Alternatively, would it be a cleaner solution to try configuring a static IP with dhclient() to play nicer with my router? Or maybe have the router point to the BSD machine as a nameserver? It's pretty old (2.8ghz no hyperthreading 256mb ram). Right now I'm just using it as a git repo, and orchestrating a handful of cron() jobs for other computers. 

Sorry if this question isn't very focused, I guess I'm looking for a good direction to work in. Thank you so much.


----------



## wblock@ (Aug 14, 2014)

The nice way to do this is to set the DHCP server to assign your chosen fixed addresses to the machines by MAC address.  Then each client can use DHCP and set their hostname... if the router supports that.  Stock router firmware might not, it's traditionally terrible.  However, given what has come out over the last year or so, nobody should be running stock firmware on a router anyway.  The DHCP servers in dd-wrt or OpenWRT should be full-featured.

An old P4 is more than adequate to provide DNS and DHCP and other services.  But it's a big, power-hungry computer, and the router can probably do this okay.

The catch: DHCP is not going to work for jails.  If the router allows DNS settings, you can define the static IP addresses for the jails there.


----------



## kaivai (Aug 14, 2014)

Hahaha, I tried installing ddwrt when I heard about that joelbackdoor thing on dlink routers, but after a day or so without internet and glares from the girlfriend I caved and I switched back to the standard firmware. She's pretty understanding with me playing with my own computers all the time, but bring down netflix on a weekend and those glares will burn a hole straight through you. I'll make my own as soon as I can afford a new machine to play with 

Darn - I'll check about DNS settings in the router, but I've got a feeling that for now I'll just define them in the /etc/hosts files on my other computers as a temporary fix. Some extra incentive to put some money away.

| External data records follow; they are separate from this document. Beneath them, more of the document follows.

PR #3349, opened 2021-08-17
PWA-1550: PB verify video

michaelyu0123:
## Description

To verify that the Page Builder video content type renders correctly on Venia for each content type property.
Only alignment is tested via Cypress automation since functionality wise it uses cross origin iframe videos which is not feasible for automation (nor needed really so if we were to test it it should be done manually).

## Related Issue

Closes [PWA-1550](https://jira.corp.magento.com/browse/PWA-1550): Verify Video

### Verification Steps

1. Cypress `video.spec.js` should pass
Steps - 
Go to venia-integration-test dir
Run `yarn install`
Run `yarn test`
Run `video.spec.js` from cypress ui

## Checklist


pankhurigoel (approved):
Looks good to me

eug123:
QA passed

PR #3354, opened 2021-08-18
Adding host headers to the GQL calls from buildpack.

revanth0212:
## Description

Adding host headers to the GQL calls from buildpack to resolve those requests.

There is another CICD PR we need to merge along with this: https://github.com/magento-commerce/pwa-studio-cicd/pull/78

## Related Issue

Closes PWA-1987

## Acceptance

Scaffolding job should not fail in the CI.

### Verification Stakeholders

@sharkySharks 

## Verification Steps

1. Check the job once this is merged for the job to consider using new code.
Meanwhile, if you need to test this code, re-run this [new temporary job that is a replica of the original scaffolding job](https://console.aws.amazon.com/codesuite/codebuild/913454440186/projects/pwa-scaffold-build-test/history?region=us-east-1&builds-meta=eyJmIjp7InRleHQiOiIifSwicyI6e30sIm4iOjIwLCJpIjowfQ#).

## Checklist


sharkySharks:
LGTM - maybe update the pr title and the branch since it seems to be out of date wit the base. I don't see any `TODO` anywhere that the Danger check is barking about.

packages/pwa-buildpack/lib/Utilities/graphQL.js
```diff
@@ -9,22 +11,35 @@ const fetchQuery = query => {
...
+        Accept: 'application/json',
+        'User-Agent': 'pwa-buildpack',
+        Host: targetURL.host
     };
 
     if (process.env.STORE_VIEW_CODE) {
         headers['store'] = process.env.STORE_VIEW_CODE;
     }
 
+    debug('Fetching query: %s', query);
```
sharkySharks, line 24: i think let's remove the debug statements now, eh? and just keep the headers.

packages/pwa-buildpack/lib/Utilities/graphQL.js
```diff
@@ -1,3 +1,5 @@
+const debug = require('../util/debug').makeFileLogger(__filename);
```
sharkySharks, line 1: do we want to keep all these debug statements in this file too?

packages/pwa-buildpack/lib/Utilities/graphQL.js
sharkySharks: this one?

packages/pwa-buildpack/lib/Utilities/graphQL.js
```diff
@@ -9,22 +11,35 @@ const fetchQuery = query => {
...
+    debug('Fetching query: %s', query);
+
     return fetch(targetURL.toString(), {
         agent: targetURL.protocol === 'https:' ? httpsAgent : null,
         body: JSON.stringify({ query }),
         headers: headers,
         method: 'POST'
     })
-        .then(result => result.json())
+        .then(result => {
```
sharkySharks, line 32: can probably just leave this as the above `.then(result => result.json())`

packages/pwa-buildpack/lib/Utilities/graphQL.js
revanth0212: These debug statements only run if the user whats them to. They are not console logs for instance. We usually have these debug lines in buildpack files to debug them when needed. For instance in this case I want to debug this file ill run the file with `DEBUG="*pwa-buildpack/lib/Utilities/graphQL*"`.

packages/pwa-buildpack/lib/Utilities/graphQL.js
revanth0212: It's a file logger object definition.

sharkySharks (approved):
lgtm

PR #3364, opened 2021-08-24
[PWA-892]: [bug] - Fix region input value not resetting after country change 

pedrochiossi:
## Description
The error when editing addresses occurs because we are not resetting the region input value properly. When we have saved addresses on Cart and we try to change countries, the useRegion talon fires a reset method on the region input field using informed useFieldApi hooks, but this method is not clearing any values, it is returning to the initial value, which is whatever is saved on Cart. This PR solves this problem by using the setValue method to set empty values on the region input after every country change.

## Related Issue

Closes PWA-892

## Acceptance

When editing addresses, users should be able to switch between UK and US without error.

## Verification Steps

1. Add product to cart and go to checkout page.
2. Add Shipping address, select shipping method and enter payment methods.
3. Uncheck billing same as shipping check box and enter any UK address.
4. Click Review order button
5. Now try to edit billing address country from UK to USA and vice-versa.
6. State input should be cleared
6. Click on update.
7. Form should show an input warning for required value on empty state.
8. Select a state from dropdown list or if not available type in a state.
9. Click on update.
10. It should update the address without any errors.

1. Perform repro steps from description above. Ensure error does not occur.
2. Attempt this same switch (UK <-> US) everywhere Venia collects an address. Ensure that all instances are fixed.
3. Attempt this same switch with a different country that has a dropdown for regions (ex: UK <-> France). Ensure the error does not occur.

## Checklist

- [x]   I have added tests to cover my changes, if necessary.
- [x]  I have added translations for new strings, if necessary.
- [x]  I have updated the documentation accordingly, if necessary.


packages/peregrine/lib/talons/Region/useRegion.js
```diff
@@ -33,24 +33,25 @@ export const useRegion = props => {
...
     // initialValues, we want to skip the first state change of the value being
     // initialized.
     useEffect(() => {
-        if (country) {
+        if (country && !loading) {
             if (hasInitialized.current) {
-                regionInputFieldApi.exists() && regionInputFieldApi.reset();
-                regionSelectFieldApi.exists() && regionSelectFieldApi.reset();
+                regionInputFieldApi.exists() && regionInputFieldApi.setValue();
+                regionSelectFieldApi.exists() &&
```
michaelyu0123, line 48: format to same line

michaelyu0123 (approved):

packages/peregrine/lib/talons/Region/useRegion.js
pedrochiossi: ok

michaelyu0123 (approved):
LGTM

michaelyu0123 (approved):

PR #3388, opened 2021-08-30
[PWA-1798] Avoid an excessive DOM size from duplication of navigation

mikhaelbois:
## Description

There is a new Lighthouse warning `Avoid an excessive DOM size` with the delivery of community contribution PWA-1682. This is a byproduct of duplicating the DOM of the layered navigation for desktop and mobile. This is the same approach that has been done with the mega-menu. Optimally, we'd like to avoid this warning, and find an alternative solution to remove unnecessary duplication.

- New `useIsInViewport` hook that uses the Intersection Observer API  to know when an element is in the viewport
- Add conditions to load navigation and layered navigation components if their in the viewport or not
- Prevent FilterList and FilterItem components creation when not visible
- Expand filter list on load when filter item is checked and above the `itemCountToShow` limit

## Related Issue

Closes https://jira.corp.magento.com/browse/PWA-1798.

- Test on Category Page and Search Page
- Lighthouse report no longer includes warning: `Avoid an excessive DOM size`
- Validate that the desktop versions of the Main Navigation and Layered Navigation are not in the DOM on mobile
- Validate that the mobile versions of the Main Navigation and Layered Navigation are not in the DOM on desktop
- Note that once rendered, they will stay rendered to improve performance.

- Test main navigation on mobile and desktop and make sure no regressions impact their functionalities
- Test filters on mobile and desktop and make sure no regressions impact their functionalities


packages/venia-ui/lib/components/Header/__tests__/header.spec.js
```diff
@@ -32,6 +34,17 @@ jest.mock('@magento/peregrine/lib/talons/Header/useHeader', () => {
     };
 });
 
+jest.mock('@magento/peregrine', () => {
+    const useWindowSize = jest.fn(() => ({
+        isDesktop: mockIsDesktop
+    }));
+
+    return {
+        ...jest.requireActual('@magento/peregrine'),
```
JustinConabreeAbsolunet, line 43: No need to import actual since we're only importing `useWindowSize`

JustinConabreeAbsolunet (changes requested):
Very small change request!
Slightly worried about performance impact when expanding large list of filters as we're now going from null -> list, instead of just changing the CSS. But since there's two layers to expand, it shouldn't have an impact.
Also a bit worried about defaulting to desktop for layered nav + SSR/Prerender for mobile devices. QA should try to cover this case to see how it reacts.
Core member should review impact of change to useWindowSize, but it looks good to me!

packages/venia-ui/lib/components/Header/__tests__/header.spec.js
mikhaelbois: @JustinConabreeAbsolunet We do use `createTestInstance` in the test file, so without extending it, we won't have access to `createTestInstance`.

For the performance, you have a good point.
Do we want to impact the user experience for a slightly better Lighthouse score?

JustinConabreeAbsolunet: @mikhaelbois right! I missed that. All good then.

I think we're okay with how you've done it. When they expand, it would show the first _x_ items. Clicking the 'show more' may then be a bit slow, but I think for improved Lighthouse score we're okay. The sub-items aren't very complex so it shouldn't be too bad of a performance hit when they render. QA will just need to check that the form behaves okay with adding/removing fields.

JustinConabreeAbsolunet (approved):

packages/peregrine/lib/hooks/useWindowSize.js
```diff
@@ -51,9 +53,10 @@ export const WindowSizeContextProvider = props => {
     // This hook has side effects of adding listeners so we only want to create it
     // once and store it in context for reference by components.
     const windowSize = useWindowSizeListener();
+    const isDesktop = windowSize.innerWidth >= WINDOW_SIZE_DESKTOP;
```
jimbo, line 56: Unfortunately, I don't think `useWindowSize` should evaluate the window size (which is why it doesn't do so already). Layout is presentation, so component code shouldn't know about layout, and that means component code shouldn't use window size to conditionally render elements. Breakpoint conditions belong in CSS.

- I realize we already have a couple of components that call `useWindowSize`, compare the result to some magic breakpoint number, and conditionally render elements based on that comparison. Ideally, they wouldn't do that; at minimum, let's not encourage more components to do so.

- I also realize that the whole reason for this PR is to move the conditional from CSS to component code in order to avoid excessive DOM size. Again, it would be great if we would not have to do that.

Have we considered any other ways to avoid rendering DOM elements? For example, could we use [`IntersectionObserver`](https://developer.mozilla.org/en-US/docs/Web/API/Intersection_Observer_API) to toggle a flag in state, which could then serve as the conditional for rendering elements?

jimbo (changes requested):

packages/peregrine/lib/hooks/useWindowSize.js
mikhaelbois: I was under the impression we were okay to use the window size since it was used elsewhere.
I will get back to the task and investigate how we can change that.
Ideally, we would remove the call to window size everywhere so others don't get caught like I was.

mikhaelbois: @jimbo I've reverted all work on the useWindowSize hook and created the useIsInViewport hook instead to achieve similar results like you've proposed.

jimbo (approved):

jimbo:
Maybe roll back the `isOpen` change on mobile navigation. Probably needs a more thorough a11y treatment.

mikhaelbois:
To prevent A11Y issues and also maybe SEO issues, we reverted the change on the mobile navigation that would remove its content from the DOM if not opened.

It impacts the numbers a bit but we are still in the green.

tjwiebell:
✅  Manual tests
✅  MFTF
❓  Cypress - some flaky tests that should be resolved by #3436 and #3432. Will wait for delivery of those and re-run Cypress.

revanth0212:
Hey @tjwiebell. I would suggest to merge the PR MFTF and Manual Tests have passed. Cypress tests stabilization might take a while. If you don't see any new error apart from the errors that occur on `develop` feel free to merge it.

tjwiebell (approved):
Approving ba60462, which was requested by original reviewer and fixed.

tjwiebell:
Merging ahead of blockers after re-verifying manual tests, MFTF, and Cypress tests added in this PR all pass.

PR #3389, opened 2021-08-30
[SPIKE] Webpack 5 Upgrade and webpack plugins, working yarn watch:venia

fooman:
## Description

This is from a trial I did trying to upgrade to webpack 5. It looks like we also are using a range of webpack plugins which are in need of a version bump. I got `yarn watch:venia` to compile again with these changes, but there seems quite a bit more fallout, including tests, to address. 

## Related Issue

Closes #ISSUE_NUMBER.

## Checklist


packages/venia-concept/package.json
```diff
@@ -35,7 +35,8 @@
   },
   "homepage": "https://github.com/magento/pwa-studio/tree/master/packages/venia-concept#readme",
   "dependencies": {
-    "@magento/pwa-buildpack": "~10.0.0"
+    "@magento/pwa-buildpack": "~10.0.0",
+    "webpack": "~5.51.1"
```
fooman, line 39: May not be needed here.

dpatil-magento:
Closing as no recent activity.

PR #3396, opened 2021-09-02
PWA-1686: [bug]: fix quantity field warning

michaelyu0123:
- Updated TextInput and QuantityFields component to use useField hook instead of useFieldState to ensure the field is rendered prior to asking for its fieldState.

RCA: Currently the way we are using informed libraries useFieldState will cause it to fire prior to the field being rendered due to the intention is for the field already rendered and then to add logic on top of the rendered input. This in effect actually will still work as intended as per https://github.com/joepuzzo/informed/issues/287 since it will just keep checking for it until the said field is rendered since it is made to be intentionally non-blocking. 

I resolved this issue in the TextInput component and the QuantityFields component.

As a fix, I had switched out the usage of useFieldState and opted in for the useField hook so the fieldState is generated alongside the component which we can ensure the field is rendered prior to getting the field state.

## Description

*Describe the bug*

This warning is spammed several times when you load a (product?) page:

!https://user-images.githubusercontent.com/1278869/116105745-38407700-a677-11eb-84ec-99d54bcbd3f7.png!

*To reproduce*

 1. Go to {{/default/night-out-collection.html}}
 2. Look at console warnings

*Expected behavior*

Should not see this warning in console.
h3. Acceptance Criteria
 * Visiting the product page does not cause warnings to be logged to the browser console
 * Root cause analysis: does this happen on all product pages? If not, why not?

h3. Test Plan
 1. Visit a PDP for each product type (simple, configurable, virtual, bundled)
 2. {{Bundled: /night-out-collection.html}}
 3. Open the browser console and verify that no warnings of the above type appear

## Related Issue

Closes #ISSUE_NUMBER.

## Checklist

### DIFF
--- a/packages/peregrine/lib/talons/CartPage/ProductListing/useQuantity.js
+++ b/packages/peregrine/lib/talons/CartPage/ProductListing/useQuantity.js
@@ -1,5 +1,5 @@
 import { useCallback, useMemo, useState, useEffect } from 'react';
-import { useFieldState, useFieldApi } from 'informed';
+import { useFieldApi } from 'informed';
 import debounce from 'lodash.debounce';
 
 /**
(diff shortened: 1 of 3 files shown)


michaelyu0123:
deferring to a different solution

By the way, if this @wblock is Warren Block, thanks so much again - you helped me around Christmas with your tutorial on diskSetup for FreeBSD, and when I wrote to thank you you wrote back explaining about another issue I was having with the default unit being blocks instead of bytes. Thank you so much, you've been like my BSD fairy godmother. Cheers!

-Will


----------



## wblock@ (Aug 14, 2014)

Find a second router at a yard sale.  The various WRT54 versions are still fairly common.  They don't do 802.11n, and some versions don't have enough memory to use replacement firmware.  But find one that does, and they are rock-solid.

Yes, that's me.  I've been called many things, but that's a new one.   Welcome to the forums!


----------



## asteriskRoss (Aug 14, 2014)

kaivai said:
			
		

> after a day or so without internet and glares from the girlfriend I caved and I switched back to the standard firmware.


I feel your pain, @kaivai.  I solved this particular issue by taking advantage of my router's support for port-based VLANs.  Your router may or may not support this.  The devices that need to work when I'm not on hand to provide ad-hoc support are connected directly to the router on one VLAN, which has a basic DHCP server.  On a separate VLAN I have an old machine that I bought very cheaply running FreeBSD, providing services like DHCP and DNS just to that VLAN.  This means that I can use a more complicated configuration on my bit of the network but if my old and cheap box ever falls over then nobody but me cares or complains. Even running ZFS and quite a few service jails with only 512MB RAM and infrequent losses of mains power it hasn't failed me yet.


----------



## kaivai (Aug 14, 2014)

Thank you so much you guys!

That settles it then, I'll take another look at the ddwrt/tomato compatibility list and tour some thrift stores this weekend. I think that Value Village has a handful of old electronics at the back. 

@asteriskRoss - that sounds amazing, that's definitely the type of setup I'd like to work towards. I can tinker all day long, and comfortably break things for as long as I need to without worrying about having everything back online by noon or so when she wakes up.

This is great, thank you guys so much - I have a weekend project in the making!


----------